Count the lines in the records below that contain the word "guess", and reply with only that number.
....
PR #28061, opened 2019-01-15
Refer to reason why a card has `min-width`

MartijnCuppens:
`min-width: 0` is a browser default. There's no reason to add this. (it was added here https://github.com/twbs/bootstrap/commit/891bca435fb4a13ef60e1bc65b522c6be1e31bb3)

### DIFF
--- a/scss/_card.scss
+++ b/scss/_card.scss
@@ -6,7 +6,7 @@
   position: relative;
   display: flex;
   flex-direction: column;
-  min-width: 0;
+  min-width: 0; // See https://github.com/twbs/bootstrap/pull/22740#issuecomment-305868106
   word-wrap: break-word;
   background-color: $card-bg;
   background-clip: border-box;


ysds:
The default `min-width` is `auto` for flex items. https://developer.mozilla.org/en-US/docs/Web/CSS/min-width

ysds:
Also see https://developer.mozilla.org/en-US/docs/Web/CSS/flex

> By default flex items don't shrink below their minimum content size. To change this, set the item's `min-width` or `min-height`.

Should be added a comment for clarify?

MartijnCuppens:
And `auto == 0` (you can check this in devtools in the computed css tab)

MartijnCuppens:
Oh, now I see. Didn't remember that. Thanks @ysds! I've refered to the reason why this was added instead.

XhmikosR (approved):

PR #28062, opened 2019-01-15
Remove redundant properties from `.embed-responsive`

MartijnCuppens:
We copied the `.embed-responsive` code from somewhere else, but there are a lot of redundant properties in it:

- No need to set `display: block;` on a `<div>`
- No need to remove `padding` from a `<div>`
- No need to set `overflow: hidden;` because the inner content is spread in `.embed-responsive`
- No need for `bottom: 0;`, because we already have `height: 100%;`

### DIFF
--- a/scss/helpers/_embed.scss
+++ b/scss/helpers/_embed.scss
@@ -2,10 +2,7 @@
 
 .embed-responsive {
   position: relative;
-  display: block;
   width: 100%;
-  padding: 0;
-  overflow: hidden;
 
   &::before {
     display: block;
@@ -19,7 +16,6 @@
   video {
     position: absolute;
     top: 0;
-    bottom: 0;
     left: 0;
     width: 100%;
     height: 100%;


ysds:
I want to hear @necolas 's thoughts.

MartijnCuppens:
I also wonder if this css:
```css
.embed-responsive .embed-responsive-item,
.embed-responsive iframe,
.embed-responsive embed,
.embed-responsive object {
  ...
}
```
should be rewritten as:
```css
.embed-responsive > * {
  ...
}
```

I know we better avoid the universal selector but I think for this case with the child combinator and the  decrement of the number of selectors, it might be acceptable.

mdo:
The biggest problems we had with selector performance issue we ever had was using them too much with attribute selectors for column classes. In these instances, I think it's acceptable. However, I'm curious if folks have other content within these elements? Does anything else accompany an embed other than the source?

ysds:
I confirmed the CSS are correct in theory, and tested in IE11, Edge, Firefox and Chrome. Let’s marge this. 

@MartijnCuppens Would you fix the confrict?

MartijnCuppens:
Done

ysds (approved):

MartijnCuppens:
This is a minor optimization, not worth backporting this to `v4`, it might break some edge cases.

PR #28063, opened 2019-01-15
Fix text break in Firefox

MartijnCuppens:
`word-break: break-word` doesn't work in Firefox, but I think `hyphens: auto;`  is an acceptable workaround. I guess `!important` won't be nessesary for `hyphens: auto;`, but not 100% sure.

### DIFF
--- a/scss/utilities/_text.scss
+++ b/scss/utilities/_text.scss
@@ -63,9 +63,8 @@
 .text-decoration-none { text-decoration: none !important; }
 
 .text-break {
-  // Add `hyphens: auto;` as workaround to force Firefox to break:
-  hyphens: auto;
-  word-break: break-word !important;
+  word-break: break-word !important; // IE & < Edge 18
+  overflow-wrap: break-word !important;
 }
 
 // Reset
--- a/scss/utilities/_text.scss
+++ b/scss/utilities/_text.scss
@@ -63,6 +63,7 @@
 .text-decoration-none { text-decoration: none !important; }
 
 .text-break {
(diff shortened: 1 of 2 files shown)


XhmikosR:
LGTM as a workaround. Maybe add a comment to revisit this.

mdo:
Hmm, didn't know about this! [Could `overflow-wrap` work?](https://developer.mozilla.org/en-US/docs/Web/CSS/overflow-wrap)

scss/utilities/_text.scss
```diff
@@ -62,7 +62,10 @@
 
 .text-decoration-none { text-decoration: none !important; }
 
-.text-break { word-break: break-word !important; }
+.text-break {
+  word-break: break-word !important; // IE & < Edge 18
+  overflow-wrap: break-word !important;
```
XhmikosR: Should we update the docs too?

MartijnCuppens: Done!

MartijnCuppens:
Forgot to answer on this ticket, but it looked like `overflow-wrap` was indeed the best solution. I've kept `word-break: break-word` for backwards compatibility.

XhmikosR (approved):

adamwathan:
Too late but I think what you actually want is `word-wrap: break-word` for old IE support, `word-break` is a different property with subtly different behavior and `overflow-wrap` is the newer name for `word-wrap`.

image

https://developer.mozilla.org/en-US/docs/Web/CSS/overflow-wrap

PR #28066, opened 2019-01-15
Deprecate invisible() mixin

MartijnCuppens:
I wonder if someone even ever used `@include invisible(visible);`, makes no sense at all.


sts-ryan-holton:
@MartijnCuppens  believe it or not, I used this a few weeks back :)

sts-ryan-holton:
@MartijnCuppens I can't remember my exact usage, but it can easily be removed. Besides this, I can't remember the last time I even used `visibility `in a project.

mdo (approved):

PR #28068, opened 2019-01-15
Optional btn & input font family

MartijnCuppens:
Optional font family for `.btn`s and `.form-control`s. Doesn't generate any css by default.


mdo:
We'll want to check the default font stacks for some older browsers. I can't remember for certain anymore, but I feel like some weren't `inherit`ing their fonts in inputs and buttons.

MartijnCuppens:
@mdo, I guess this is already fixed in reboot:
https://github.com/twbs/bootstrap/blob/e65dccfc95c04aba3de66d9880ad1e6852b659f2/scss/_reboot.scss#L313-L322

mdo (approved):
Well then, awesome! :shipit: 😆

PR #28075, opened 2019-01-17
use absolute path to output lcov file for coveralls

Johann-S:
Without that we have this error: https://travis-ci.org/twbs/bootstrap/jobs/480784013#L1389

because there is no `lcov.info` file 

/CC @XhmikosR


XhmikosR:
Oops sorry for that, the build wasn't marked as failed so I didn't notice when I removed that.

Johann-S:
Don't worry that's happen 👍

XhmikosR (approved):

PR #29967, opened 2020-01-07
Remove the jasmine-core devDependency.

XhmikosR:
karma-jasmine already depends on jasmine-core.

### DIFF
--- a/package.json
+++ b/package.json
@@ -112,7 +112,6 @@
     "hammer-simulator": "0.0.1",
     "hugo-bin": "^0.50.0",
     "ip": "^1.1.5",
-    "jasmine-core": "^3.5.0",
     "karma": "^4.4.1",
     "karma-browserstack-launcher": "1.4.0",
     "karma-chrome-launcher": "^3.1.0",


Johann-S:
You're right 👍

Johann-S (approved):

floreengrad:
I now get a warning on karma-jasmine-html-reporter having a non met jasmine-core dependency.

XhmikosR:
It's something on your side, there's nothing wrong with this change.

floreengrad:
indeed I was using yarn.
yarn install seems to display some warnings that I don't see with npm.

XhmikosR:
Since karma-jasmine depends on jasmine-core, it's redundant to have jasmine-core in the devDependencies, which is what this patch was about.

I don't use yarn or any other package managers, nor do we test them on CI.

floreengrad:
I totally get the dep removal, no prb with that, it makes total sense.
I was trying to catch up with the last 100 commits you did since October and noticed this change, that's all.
....
**EXERCISE RESPONSE**
2